### DESCRIPTION OF THE TASK
List every line below containing "Customers".

Saved data entries:
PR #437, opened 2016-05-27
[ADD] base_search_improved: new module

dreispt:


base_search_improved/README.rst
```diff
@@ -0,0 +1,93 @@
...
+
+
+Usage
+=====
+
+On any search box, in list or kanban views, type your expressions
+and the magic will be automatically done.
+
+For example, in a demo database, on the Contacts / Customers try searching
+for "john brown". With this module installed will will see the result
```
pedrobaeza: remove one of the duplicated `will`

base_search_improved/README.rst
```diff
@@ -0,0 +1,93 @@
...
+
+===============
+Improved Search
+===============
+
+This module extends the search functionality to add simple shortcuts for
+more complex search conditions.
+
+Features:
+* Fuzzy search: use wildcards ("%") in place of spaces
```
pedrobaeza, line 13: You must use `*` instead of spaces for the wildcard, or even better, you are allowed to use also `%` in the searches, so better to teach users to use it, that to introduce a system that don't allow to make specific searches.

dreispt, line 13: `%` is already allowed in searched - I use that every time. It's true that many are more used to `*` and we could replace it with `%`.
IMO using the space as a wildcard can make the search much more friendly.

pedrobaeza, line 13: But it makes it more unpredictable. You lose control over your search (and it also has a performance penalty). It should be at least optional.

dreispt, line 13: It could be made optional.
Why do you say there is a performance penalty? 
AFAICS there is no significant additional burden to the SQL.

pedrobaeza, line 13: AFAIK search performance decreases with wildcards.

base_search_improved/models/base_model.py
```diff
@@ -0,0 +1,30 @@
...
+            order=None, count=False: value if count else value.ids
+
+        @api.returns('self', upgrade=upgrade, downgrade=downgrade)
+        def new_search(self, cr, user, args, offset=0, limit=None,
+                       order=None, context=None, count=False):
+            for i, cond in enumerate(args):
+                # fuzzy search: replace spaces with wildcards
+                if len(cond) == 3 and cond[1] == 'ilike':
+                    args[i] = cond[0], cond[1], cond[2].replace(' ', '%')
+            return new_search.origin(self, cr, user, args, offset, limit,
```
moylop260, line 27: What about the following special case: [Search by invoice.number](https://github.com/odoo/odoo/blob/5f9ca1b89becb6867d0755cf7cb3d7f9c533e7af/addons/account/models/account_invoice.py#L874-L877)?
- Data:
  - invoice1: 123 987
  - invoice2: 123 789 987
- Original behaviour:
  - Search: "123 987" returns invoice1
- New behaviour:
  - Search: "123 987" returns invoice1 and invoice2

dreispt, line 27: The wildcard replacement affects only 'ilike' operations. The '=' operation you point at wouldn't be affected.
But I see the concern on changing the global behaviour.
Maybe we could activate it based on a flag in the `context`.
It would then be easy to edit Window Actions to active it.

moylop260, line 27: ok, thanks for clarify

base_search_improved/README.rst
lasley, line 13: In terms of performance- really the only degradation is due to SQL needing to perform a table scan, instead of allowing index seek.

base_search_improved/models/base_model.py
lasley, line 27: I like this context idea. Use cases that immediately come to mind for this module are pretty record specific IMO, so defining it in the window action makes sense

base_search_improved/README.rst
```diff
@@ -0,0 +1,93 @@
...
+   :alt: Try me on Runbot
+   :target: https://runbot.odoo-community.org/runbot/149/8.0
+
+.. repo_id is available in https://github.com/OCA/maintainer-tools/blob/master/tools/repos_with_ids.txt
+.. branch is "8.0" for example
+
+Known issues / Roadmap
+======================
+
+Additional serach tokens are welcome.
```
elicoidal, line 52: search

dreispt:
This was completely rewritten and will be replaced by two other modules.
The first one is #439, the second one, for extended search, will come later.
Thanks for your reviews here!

--

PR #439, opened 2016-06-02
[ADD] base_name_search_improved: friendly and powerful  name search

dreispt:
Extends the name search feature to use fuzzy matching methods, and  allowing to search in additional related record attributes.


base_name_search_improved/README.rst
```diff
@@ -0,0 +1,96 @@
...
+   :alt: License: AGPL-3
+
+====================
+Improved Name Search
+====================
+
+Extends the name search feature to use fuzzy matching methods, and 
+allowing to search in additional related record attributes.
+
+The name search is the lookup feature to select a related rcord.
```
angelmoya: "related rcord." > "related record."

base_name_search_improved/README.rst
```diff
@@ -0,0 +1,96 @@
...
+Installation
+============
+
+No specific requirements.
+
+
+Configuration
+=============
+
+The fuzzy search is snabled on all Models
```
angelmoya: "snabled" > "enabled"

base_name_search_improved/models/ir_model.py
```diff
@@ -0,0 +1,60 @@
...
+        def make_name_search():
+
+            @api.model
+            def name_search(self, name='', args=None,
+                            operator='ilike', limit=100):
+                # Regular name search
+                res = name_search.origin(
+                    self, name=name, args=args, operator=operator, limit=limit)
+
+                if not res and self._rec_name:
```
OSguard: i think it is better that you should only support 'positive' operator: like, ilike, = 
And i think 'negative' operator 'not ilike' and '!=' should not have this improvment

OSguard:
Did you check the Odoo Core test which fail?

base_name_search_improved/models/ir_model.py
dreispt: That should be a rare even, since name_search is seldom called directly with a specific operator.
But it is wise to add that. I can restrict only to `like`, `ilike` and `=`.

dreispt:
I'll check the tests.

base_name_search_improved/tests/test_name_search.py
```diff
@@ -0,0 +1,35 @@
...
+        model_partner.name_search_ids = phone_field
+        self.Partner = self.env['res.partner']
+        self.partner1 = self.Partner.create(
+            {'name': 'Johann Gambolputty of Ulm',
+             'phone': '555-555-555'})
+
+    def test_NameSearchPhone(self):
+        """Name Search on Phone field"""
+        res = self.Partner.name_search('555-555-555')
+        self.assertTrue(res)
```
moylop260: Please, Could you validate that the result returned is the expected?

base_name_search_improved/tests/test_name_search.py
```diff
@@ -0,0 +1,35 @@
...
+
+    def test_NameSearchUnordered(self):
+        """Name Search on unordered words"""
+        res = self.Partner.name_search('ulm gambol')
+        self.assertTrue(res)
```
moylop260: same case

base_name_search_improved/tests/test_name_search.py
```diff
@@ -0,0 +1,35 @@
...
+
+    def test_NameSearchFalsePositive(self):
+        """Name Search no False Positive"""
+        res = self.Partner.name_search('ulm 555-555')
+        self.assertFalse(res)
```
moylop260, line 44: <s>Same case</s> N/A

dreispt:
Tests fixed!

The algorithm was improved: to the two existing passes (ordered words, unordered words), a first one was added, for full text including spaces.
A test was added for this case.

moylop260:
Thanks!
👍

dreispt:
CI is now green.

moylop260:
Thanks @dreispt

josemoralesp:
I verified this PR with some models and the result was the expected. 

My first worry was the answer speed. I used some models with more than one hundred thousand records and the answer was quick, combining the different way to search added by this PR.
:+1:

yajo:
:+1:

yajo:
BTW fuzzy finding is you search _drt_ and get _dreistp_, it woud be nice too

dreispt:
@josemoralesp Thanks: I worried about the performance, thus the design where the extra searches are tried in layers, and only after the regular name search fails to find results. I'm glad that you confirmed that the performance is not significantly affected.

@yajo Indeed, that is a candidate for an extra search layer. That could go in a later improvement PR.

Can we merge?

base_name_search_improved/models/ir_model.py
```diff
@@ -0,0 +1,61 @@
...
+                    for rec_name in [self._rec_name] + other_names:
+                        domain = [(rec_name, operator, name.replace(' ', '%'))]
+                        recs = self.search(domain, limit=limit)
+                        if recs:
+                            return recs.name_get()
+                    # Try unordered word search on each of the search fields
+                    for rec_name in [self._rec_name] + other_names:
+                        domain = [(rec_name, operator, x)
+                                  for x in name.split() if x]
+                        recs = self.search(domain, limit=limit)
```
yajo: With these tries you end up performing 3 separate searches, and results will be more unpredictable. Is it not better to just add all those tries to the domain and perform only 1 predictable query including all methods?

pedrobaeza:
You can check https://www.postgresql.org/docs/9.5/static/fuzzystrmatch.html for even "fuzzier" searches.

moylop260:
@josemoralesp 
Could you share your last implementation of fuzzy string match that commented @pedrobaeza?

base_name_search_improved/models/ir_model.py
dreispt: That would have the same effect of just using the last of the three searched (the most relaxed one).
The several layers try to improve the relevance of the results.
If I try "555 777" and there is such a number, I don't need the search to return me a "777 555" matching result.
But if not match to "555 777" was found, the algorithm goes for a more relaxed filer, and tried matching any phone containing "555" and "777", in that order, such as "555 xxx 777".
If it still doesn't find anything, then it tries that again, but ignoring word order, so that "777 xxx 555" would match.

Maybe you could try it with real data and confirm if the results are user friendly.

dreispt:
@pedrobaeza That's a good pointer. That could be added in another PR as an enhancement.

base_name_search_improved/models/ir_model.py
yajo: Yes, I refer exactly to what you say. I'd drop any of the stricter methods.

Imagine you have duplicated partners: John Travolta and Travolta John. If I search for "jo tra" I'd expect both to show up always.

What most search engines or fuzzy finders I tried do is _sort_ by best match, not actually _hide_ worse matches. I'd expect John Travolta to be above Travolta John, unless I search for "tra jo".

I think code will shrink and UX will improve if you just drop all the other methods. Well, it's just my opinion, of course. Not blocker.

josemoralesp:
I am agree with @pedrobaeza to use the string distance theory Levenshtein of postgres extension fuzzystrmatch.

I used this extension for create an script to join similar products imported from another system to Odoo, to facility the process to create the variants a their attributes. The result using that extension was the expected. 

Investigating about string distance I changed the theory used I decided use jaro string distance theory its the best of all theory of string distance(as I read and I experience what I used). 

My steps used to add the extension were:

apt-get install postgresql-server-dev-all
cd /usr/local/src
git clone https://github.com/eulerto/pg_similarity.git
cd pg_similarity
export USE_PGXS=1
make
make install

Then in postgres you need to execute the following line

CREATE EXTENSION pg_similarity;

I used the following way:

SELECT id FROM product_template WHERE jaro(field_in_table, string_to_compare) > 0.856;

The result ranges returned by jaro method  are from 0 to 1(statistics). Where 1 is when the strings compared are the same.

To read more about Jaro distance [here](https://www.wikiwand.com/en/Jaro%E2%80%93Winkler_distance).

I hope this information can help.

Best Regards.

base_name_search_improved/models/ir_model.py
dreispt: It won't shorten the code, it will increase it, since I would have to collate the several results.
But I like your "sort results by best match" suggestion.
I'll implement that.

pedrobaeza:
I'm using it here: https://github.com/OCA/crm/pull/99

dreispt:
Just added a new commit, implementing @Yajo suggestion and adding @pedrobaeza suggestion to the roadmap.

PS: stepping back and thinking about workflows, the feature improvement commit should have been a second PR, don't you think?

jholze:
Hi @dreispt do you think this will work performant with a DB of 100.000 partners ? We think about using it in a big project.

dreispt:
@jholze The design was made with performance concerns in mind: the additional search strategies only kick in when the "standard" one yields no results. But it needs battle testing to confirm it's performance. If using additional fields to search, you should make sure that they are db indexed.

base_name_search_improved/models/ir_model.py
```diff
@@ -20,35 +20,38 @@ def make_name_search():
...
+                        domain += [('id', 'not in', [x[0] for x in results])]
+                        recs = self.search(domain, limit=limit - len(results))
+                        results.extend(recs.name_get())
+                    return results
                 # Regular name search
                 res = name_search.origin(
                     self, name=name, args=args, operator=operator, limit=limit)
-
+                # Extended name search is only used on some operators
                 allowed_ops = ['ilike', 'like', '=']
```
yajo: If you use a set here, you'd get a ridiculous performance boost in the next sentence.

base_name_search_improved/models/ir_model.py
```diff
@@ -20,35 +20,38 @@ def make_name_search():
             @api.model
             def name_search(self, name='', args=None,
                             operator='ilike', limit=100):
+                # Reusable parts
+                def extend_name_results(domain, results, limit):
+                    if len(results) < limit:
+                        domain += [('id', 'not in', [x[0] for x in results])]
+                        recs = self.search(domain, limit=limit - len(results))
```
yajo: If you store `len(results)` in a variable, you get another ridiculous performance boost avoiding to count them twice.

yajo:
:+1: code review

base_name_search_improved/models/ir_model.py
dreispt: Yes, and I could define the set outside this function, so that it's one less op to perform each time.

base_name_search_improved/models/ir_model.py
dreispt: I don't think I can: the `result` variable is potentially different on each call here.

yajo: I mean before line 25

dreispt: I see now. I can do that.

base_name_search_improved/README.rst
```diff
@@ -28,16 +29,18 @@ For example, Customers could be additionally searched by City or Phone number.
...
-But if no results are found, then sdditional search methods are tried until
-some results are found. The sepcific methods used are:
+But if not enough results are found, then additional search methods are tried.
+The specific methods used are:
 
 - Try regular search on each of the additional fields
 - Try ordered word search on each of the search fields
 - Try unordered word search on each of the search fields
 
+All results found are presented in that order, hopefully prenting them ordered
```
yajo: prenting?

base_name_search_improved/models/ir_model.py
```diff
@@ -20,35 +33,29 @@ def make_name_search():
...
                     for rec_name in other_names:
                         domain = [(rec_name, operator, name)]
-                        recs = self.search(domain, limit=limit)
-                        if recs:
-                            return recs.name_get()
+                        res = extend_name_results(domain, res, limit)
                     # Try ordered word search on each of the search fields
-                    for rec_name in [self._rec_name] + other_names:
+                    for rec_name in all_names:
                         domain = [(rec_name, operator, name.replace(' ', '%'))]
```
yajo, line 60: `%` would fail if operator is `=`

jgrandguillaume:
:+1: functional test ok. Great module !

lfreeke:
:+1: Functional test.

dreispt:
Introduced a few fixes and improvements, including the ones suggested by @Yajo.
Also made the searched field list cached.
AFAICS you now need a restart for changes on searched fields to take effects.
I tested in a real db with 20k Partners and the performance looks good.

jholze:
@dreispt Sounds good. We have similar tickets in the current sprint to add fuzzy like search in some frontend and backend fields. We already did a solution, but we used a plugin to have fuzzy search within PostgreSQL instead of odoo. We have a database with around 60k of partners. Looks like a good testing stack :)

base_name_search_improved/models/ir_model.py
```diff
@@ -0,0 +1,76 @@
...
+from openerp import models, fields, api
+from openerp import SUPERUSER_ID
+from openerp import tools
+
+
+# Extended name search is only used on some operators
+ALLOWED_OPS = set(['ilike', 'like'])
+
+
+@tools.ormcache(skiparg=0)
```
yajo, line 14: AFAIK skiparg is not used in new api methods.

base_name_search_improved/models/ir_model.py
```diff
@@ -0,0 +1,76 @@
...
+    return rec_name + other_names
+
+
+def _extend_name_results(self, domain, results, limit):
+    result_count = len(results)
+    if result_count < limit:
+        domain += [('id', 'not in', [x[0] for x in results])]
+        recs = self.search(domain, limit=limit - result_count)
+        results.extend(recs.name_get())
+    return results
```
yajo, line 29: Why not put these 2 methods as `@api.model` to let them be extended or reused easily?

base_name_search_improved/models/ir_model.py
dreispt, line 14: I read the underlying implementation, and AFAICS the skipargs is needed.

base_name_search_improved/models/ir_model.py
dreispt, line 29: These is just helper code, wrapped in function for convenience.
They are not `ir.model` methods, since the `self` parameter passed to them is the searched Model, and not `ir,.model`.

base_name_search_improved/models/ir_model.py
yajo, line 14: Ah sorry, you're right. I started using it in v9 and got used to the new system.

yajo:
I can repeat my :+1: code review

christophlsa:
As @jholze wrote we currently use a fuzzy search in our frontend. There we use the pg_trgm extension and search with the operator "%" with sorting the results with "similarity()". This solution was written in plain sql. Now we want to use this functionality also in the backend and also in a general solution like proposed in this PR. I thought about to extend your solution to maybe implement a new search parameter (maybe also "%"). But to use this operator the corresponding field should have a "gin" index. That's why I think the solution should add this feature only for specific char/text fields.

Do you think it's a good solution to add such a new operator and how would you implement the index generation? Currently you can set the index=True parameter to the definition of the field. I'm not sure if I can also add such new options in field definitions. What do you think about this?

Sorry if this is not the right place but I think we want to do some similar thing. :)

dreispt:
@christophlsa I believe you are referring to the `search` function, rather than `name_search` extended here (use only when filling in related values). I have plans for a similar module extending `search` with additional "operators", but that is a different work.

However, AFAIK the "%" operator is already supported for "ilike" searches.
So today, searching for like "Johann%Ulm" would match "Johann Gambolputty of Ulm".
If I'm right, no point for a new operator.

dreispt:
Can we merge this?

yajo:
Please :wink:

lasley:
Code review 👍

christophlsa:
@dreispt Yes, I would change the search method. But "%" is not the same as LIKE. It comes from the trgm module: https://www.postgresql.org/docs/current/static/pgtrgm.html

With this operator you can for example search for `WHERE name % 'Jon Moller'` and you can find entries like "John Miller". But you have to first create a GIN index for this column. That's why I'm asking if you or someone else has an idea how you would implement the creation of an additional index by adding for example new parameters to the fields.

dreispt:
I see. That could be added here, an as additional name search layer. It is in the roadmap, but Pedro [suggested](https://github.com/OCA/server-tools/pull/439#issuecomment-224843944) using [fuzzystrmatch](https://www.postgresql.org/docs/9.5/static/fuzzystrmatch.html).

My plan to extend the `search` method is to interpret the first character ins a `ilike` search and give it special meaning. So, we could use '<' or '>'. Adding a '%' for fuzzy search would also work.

### RESULT OF THE TASK
+For example, in a demo database, on the Contacts / Customers try searching
@@ -28,16 +29,18 @@ For example, Customers could be additionally searched by City or Phone number.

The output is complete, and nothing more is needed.